= Proculus (jurist) =

1st century AD Roman jurist

Proculus (fl. 1st century CE) was an ancient Roman jurist who founded a distinctive tradition of the interpretation of Roman law. His followers were known as the "Proculiani", or Proculeans, after him.

The full name of Proculus is unknown. He apparently wrote at least eight books of legal epistles. Passages from his writings are repeatedly cited in legal digests, where his opinion is given in matters of dispute. Proculus appears to have developed the interpretations of the earlier jurist Marcus Antistius Labeo, on whose work he is said to have written a commentary.
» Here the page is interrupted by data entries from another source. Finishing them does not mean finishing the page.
PR #1920, opened 2018-04-04
HZN-1276: Fix the event and alarm templates for Elasticsearch 6.x

j-white:
JIRA: https://issues.opennms.org/browse/HZN-1276

Here we fix the event and alarm templates for ES 6.x by adding support for version aware templates.

We also include system tests for indexing in ES 6.x similar to those that were already present for ES 5.x.

### DIFF
--- a/features/jest/client/src/main/java/org/opennms/plugins/elasticsearch/rest/template/DefaultTemplateLoader.java
+++ b/features/jest/client/src/main/java/org/opennms/plugins/elasticsearch/rest/template/DefaultTemplateLoader.java
@@ -42,9 +42,9 @@ public class DefaultTemplateLoader implements TemplateLoader {
 
     @Override
     public String load(Version serverVersion, String resource) throws IOException {
-        // Attempt to find a template that is prefixed using the ES# where # is the major version
-        // of the ES server. If no template is found for the current major version, try the previous.
-        // If no template is found then attempt to look it up without the version suffix.
+        // Attempt to find a template that ends in .es#.json where # is the major version
+        // of the ES server. If no template is found for the current major version, try the previous,
+	// and so on. If no template is found then attempt to look it up without the version in the suffix.
         for (int i = serverVersion.getMajor(); i >= 0; i--) {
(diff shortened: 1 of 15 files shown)


features/jest/client/src/main/java/org/opennms/plugins/elasticsearch/rest/template/DefaultTemplateLoader.java
```diff
@@ -31,22 +31,43 @@
...
+            final String versionSuffix = i == 0 ? "" : String.format(".es%d", i);
+            final String resourceWithSuffix = String.format("%s%s.json", resource, versionSuffix);
+            final String template = getResource(resourceWithSuffix);
+            if (template != null) {
+                LOG.info("Using template with resource name: {}", resource);
+                return template;
+            }
+             LOG.debug("No template found with resource name: {}", resource);
+        }
+        throw new NullPointerException(String.format("No template found for server version %s and resource %s.",
```
mvrueden: Why NPE?

features/jest/client/src/main/java/org/opennms/plugins/elasticsearch/rest/template/Version.java
```diff
@@ -0,0 +1,82 @@
...
+    public void setMajor(int major) {
+        this.major = major;
+    }
+
+    @Override
+    public boolean equals(Object o) {
+        if (this == o) return true;
+        if (o == null || getClass() != o.getClass()) return false;
+        Version version = (Version) o;
+        return major == version.major &&
```
mvrueden: This may work here, but if at any time the types change from `int` to `Integer` this will not do what it is supposed to. I favour `Object.equals(major, version.major)` over `major == version.major`.

agalue:
I've installed latest RPMs from this branch (` jira/HZN-1276`) on my AWS Lab that was running Drift Build 84, and I was able to verify that the problem is gone. OpenNMS is now sending events to my Elasticsearch cluster version 6.2.2 (I've verified that the `opennms-events-raw-*` index was created, and it is being updated properly), so I believe this is ready to be merged, based on my test.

Though Proculus did not always agree with Labeo, the two were usually paired in contrast with an alternative tradition identified with Ateius Capito and Masurius Sabinus, who founded the rival Sabinian school of interpretation, which was typically more conservative and rigid. The most famous topic of disagreement concerned the ownership of materials used to make something. Sabinus held that if an artist created a valuable painting or sculpture on wood of little value owned by another person, the original owner of the wood retained ownership, while Proculus argued that the form is more important than the material substance and therefore the artist owned it as he had made something new. This debate was later commented on by David Hume and Adam Smith.

Proculus appears to have lived during the late Julio-Claudian period, and is said to have practiced law under Nero. He may be identical to the Licinius Proculus, who was Praetorian Prefect in the reign of Otho.